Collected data

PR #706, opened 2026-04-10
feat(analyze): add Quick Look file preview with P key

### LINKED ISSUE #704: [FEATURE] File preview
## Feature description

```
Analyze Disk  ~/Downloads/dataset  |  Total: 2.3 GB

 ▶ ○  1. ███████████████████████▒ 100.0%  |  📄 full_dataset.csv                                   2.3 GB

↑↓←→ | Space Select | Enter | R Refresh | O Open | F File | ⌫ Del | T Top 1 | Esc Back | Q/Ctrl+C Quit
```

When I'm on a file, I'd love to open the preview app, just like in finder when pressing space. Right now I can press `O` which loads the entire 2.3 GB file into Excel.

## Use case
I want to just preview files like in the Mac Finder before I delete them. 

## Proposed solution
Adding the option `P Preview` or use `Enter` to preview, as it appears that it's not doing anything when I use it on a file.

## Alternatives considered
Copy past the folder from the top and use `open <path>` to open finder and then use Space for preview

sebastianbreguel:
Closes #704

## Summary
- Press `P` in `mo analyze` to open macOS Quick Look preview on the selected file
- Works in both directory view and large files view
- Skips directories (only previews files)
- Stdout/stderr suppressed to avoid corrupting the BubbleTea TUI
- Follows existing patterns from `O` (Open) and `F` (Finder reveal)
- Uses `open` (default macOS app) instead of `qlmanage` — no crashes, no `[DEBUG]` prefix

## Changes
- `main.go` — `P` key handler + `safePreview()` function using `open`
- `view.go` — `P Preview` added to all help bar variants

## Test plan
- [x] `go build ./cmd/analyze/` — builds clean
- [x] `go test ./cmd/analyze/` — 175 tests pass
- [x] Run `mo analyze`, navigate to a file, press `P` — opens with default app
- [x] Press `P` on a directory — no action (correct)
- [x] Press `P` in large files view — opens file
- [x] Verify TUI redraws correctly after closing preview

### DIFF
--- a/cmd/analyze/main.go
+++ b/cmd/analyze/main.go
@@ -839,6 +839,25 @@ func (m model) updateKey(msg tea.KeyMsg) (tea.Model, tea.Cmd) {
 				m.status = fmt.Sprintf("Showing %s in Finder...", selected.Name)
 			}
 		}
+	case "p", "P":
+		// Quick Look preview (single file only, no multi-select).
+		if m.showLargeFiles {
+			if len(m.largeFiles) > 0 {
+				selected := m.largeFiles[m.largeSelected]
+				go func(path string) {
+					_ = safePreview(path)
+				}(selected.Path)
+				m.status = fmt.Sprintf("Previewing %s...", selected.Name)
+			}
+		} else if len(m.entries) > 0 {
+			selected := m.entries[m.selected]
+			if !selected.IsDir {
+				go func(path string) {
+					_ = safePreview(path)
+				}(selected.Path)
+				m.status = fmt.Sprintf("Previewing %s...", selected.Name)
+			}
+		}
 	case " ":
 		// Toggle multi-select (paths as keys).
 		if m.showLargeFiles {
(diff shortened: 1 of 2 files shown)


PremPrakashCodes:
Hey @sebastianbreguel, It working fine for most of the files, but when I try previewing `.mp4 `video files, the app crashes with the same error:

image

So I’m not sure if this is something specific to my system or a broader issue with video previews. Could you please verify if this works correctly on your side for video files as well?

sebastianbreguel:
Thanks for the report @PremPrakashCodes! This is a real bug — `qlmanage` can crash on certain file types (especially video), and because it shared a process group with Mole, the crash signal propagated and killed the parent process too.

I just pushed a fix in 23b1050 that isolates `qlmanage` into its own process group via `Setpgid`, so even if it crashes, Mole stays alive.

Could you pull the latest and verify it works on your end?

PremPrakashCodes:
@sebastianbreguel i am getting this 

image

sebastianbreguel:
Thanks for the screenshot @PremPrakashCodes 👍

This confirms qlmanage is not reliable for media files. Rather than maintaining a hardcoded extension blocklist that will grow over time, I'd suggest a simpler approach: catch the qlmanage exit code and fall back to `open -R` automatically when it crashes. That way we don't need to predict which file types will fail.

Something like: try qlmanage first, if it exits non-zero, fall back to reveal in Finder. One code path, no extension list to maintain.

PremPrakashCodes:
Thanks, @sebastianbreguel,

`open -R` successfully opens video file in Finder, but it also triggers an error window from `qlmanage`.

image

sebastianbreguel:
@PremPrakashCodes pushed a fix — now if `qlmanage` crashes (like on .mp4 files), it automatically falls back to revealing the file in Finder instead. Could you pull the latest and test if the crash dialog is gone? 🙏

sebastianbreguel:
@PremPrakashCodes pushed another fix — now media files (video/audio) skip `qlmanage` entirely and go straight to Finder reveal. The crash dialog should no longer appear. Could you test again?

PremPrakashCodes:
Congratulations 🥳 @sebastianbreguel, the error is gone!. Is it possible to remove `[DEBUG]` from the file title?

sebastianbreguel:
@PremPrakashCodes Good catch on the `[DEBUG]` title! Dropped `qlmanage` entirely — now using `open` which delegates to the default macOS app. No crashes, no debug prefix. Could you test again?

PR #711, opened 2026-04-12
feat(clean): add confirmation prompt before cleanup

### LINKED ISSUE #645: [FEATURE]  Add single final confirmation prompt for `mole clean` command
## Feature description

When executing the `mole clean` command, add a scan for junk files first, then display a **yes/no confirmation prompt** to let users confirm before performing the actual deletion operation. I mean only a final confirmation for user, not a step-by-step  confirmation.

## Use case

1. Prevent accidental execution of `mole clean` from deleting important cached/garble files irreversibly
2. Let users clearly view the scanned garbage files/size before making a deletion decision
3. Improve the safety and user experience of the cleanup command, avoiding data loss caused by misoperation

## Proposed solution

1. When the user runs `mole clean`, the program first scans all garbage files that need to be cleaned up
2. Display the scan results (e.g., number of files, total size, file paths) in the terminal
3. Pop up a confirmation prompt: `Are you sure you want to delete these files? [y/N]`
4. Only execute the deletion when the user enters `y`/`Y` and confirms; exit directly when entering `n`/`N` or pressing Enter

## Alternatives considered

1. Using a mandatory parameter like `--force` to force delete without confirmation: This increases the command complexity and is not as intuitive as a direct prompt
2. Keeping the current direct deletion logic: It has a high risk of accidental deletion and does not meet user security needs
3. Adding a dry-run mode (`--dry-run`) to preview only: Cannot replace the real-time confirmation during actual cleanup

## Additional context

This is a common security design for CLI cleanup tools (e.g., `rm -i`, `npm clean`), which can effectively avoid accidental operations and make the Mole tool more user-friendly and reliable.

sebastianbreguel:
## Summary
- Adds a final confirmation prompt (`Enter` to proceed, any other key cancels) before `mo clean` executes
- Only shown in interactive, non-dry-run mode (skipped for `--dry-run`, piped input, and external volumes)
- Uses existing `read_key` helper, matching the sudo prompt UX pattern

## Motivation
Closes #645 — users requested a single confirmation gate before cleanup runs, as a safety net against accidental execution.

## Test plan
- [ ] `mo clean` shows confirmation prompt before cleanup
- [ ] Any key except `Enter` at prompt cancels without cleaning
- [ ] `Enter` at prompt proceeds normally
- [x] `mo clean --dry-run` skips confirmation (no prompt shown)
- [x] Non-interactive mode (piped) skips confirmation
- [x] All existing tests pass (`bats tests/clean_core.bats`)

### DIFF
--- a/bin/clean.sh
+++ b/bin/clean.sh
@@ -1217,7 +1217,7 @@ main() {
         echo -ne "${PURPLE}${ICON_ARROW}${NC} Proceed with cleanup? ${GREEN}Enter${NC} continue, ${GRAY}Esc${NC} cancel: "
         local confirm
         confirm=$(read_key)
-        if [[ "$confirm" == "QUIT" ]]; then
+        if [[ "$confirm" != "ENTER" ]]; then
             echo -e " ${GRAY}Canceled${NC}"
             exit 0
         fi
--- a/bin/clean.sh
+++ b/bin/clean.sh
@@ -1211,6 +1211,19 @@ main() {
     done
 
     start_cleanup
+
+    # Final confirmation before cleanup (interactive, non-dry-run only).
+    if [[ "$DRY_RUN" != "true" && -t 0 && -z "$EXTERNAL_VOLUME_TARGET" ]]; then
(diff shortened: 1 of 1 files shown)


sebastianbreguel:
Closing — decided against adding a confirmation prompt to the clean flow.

--

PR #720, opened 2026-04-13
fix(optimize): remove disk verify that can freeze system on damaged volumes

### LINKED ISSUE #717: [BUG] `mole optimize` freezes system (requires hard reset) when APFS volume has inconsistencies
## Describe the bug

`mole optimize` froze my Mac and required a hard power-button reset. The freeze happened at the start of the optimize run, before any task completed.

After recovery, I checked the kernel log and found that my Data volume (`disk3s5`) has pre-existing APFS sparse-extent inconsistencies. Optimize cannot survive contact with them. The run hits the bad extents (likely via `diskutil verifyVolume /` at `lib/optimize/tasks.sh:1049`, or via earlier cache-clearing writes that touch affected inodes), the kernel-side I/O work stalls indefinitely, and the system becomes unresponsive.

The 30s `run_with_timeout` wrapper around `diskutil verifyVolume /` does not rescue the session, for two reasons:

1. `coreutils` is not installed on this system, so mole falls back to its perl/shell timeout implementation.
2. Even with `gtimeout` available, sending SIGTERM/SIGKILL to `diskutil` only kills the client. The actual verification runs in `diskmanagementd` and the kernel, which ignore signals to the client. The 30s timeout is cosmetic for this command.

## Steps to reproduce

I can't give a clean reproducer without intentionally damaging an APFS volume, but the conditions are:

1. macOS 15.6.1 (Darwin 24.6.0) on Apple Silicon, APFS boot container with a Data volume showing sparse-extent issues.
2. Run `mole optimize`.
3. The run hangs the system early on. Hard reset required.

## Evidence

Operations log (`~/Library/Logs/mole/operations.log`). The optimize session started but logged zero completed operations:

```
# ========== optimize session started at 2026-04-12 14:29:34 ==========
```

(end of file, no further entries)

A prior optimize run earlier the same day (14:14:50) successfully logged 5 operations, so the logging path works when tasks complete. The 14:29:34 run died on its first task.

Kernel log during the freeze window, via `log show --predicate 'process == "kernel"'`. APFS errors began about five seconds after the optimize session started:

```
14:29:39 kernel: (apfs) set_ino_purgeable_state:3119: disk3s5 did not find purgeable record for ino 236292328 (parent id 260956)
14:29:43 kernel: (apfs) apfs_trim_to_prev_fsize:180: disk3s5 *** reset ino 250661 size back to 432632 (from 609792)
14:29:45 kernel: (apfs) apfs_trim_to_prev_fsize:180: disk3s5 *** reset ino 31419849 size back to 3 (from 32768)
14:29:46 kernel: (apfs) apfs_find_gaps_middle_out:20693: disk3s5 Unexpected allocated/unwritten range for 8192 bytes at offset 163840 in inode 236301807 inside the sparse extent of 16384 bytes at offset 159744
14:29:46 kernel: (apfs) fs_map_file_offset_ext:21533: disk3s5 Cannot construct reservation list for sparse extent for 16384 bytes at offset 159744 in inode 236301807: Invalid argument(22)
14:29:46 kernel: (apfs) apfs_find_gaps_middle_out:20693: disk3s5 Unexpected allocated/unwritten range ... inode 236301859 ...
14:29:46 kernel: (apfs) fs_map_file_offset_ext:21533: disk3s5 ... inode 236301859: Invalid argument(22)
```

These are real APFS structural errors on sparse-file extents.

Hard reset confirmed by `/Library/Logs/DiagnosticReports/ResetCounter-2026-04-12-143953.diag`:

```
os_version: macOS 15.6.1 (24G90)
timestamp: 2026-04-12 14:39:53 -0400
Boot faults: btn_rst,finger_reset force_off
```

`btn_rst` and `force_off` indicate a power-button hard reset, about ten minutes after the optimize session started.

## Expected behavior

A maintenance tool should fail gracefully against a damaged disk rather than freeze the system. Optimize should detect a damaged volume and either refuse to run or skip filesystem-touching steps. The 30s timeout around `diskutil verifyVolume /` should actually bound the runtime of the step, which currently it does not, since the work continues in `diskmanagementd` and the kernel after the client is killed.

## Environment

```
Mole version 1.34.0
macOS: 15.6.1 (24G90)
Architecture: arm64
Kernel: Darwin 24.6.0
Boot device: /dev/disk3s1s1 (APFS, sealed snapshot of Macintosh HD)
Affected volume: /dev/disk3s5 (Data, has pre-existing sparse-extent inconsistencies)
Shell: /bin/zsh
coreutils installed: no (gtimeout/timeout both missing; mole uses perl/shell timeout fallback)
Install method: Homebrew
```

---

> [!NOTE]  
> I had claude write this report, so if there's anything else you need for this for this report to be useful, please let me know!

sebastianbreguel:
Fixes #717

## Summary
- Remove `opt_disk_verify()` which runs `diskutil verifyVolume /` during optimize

Exercise brief: Taking the entries above, write out exactly the lines starting with the line containing "appear. Could you test again?" and going on through the line containing "prefix. Could you test again?", both included, and nothing else.

Solution to the exercise:
@PremPrakashCodes pushed another fix — now media files (video/audio) skip `qlmanage` entirely and go straight to Finder reveal. The crash dialog should no longer appear. Could you test again?

PremPrakashCodes:
Congratulations 🥳 @sebastianbreguel, the error is gone!. Is it possible to remove `[DEBUG]` from the file title?

sebastianbreguel:
@PremPrakashCodes Good catch on the `[DEBUG]` title! Dropped `qlmanage` entirely — now using `open` which delegates to the default macOS app. No crashes, no debug prefix. Could you test again?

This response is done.